START EXTRACTED DATA

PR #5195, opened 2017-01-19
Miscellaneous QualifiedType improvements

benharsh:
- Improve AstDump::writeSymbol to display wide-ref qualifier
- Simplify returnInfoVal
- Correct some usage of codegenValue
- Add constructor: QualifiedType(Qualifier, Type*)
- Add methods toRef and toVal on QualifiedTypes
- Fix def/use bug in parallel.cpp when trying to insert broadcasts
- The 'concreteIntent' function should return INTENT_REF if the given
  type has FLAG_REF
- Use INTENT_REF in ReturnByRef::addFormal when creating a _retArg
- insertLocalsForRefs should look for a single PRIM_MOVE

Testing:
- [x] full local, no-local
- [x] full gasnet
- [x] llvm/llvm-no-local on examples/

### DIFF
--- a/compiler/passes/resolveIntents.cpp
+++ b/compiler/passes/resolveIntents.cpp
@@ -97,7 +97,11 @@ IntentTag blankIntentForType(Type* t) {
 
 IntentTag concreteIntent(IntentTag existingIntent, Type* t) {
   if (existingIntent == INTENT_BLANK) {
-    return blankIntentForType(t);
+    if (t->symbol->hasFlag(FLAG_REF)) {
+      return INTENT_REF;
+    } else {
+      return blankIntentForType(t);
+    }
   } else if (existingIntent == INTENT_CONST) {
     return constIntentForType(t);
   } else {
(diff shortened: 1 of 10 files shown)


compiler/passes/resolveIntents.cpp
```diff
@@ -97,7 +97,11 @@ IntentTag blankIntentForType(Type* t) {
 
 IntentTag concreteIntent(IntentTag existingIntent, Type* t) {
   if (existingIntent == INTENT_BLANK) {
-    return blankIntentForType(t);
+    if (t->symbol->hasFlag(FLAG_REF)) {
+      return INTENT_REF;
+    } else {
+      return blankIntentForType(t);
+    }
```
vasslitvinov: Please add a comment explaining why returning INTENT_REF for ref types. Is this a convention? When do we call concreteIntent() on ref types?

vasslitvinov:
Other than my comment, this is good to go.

END EXTRACTED DATA

§ **EXERCISE DESCRIPTION**: Return a copy of each line in the entries that contains "should".

§ **RESPONSE**:
- The 'concreteIntent' function should return INTENT_REF if the given
- insertLocalsForRefs should look for a single PRIM_MOVE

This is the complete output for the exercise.